Il musicista 67enne autore di Mina, dello 'Zecchino d'Oro', di molti jingle e sigle
si era difeso sostenendo di fare ricerche per i carabinieri. Ma era stato smentito
La Suprema Corte ha equiparato produttori e consumatori di materiale pedopornografico
"Procurano una grave lesione alla libertà sessuale e individuale dei minori coinvolti"
ROMA - Condannato per pedofilia online Augusto Martelli, autore di Mina e di brani di successo e arrangiatore di canzoni dello 'Zecchino d'Oro' e di molti jingle. Al musicista 67enne sono stati inflitti un anno e sei mesi di reclusione. La condanna è stata confermata dalla Cassazione, stabilendo che commette reato chi si collega ai siti a pagamento per guardare e scaricare materiale pedopornografico. In pratica, secondo gli 'ermellini' il "consumatore" di queste immagini, viene considerato "dannoso" nei confronti dei minori sfruttati come se fosse egli stesso il "produttore" di tale materiale.
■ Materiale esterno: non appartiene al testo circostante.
PR #424, opened 2022-05-18
docs(README): add a note for GUI users to the FAQ.

floriankraft:
For Windows users like me, who didn't know, that there is a distinct config file for disabling the GUI Tabline in Neovim. Took me a while to figure this one out. 😅

### DIFF
--- a/README.md
+++ b/README.md
@@ -744,6 +744,10 @@ not block rendering the tabline.
   If you are using `airline` make sure you set `let g:airline#extensions#tabline#enabled = 0`.
   If you are using `lightline` this also takes over the tabline by default and needs to be deactivated.
 
+  If you are on Windows and use the GUI version of nvim (nvim-qt.exe) then also ensure, that `GuiTabline`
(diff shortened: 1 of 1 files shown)


akinsho:
@floriankraft I'm not sure if I understand what this. It sounds like this change is about using the GUI in windows? Rather than using the terminal? Since the `GuiTabline` is only relevant if using some external GUI. In which case, I don't think this advice is generally applicable and is only relevant to anyone using a GUI but still wanting to use this plugin which is primarily aimed at TUI given that GUIs tend to do their own fancy tabline stuff.

akinsho:
Ah apologies, I just read your comment in more detail and it's fine You do clarify about using a GUI

floriankraft:
Thanks man! 😄 I was about to write a lengthy text explaining my motivations etc. etc. 😁 

I think people like me who are (sometimes) forced to use the GUI would not miss the default GUI tabbar when they are used to the TUI looks (and have a plugin like yours installed).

L'inchiesta. Martelli era finito nell'inchiesta condotta dal pm milanese Pietro Forno, culminata nel novembre 2001 con la perquisizione delle abitazioni di 113 persone che si collegavano a siti internet pedopornografici pagando l'accesso con la carta di credito. La posizione del compositore, che doveva rispondere della detenzione di centinaia di foto pedopornografiche che gli erano state sequestrate nel computer di casa, era stata stralciata e inviata per competenza territoriale a Como. Nell'aprile del 2003 il tribunale della città lo aveva condannato a 18 mesi, con pena sospesa.
La difesa di Martelli. "Io non c'entro nulla con i pedofili - aveva dichiarato il musicista appena il suo nome era comparso tra quello degli indagati - semmai li combatto e proprio per questo sono finito in questa storia: ho cercato di seguire l'esempio di don Di Noto e ho fatto indagini con la mia carta di credito". Il musicista, padre di cinque figli, aveva raccontato di una sua collaborazione con i carabinieri "per raccogliere materiale". Ma la collaborazione di Martelli era stata negata sia dagli inquirenti sia dai carabinieri.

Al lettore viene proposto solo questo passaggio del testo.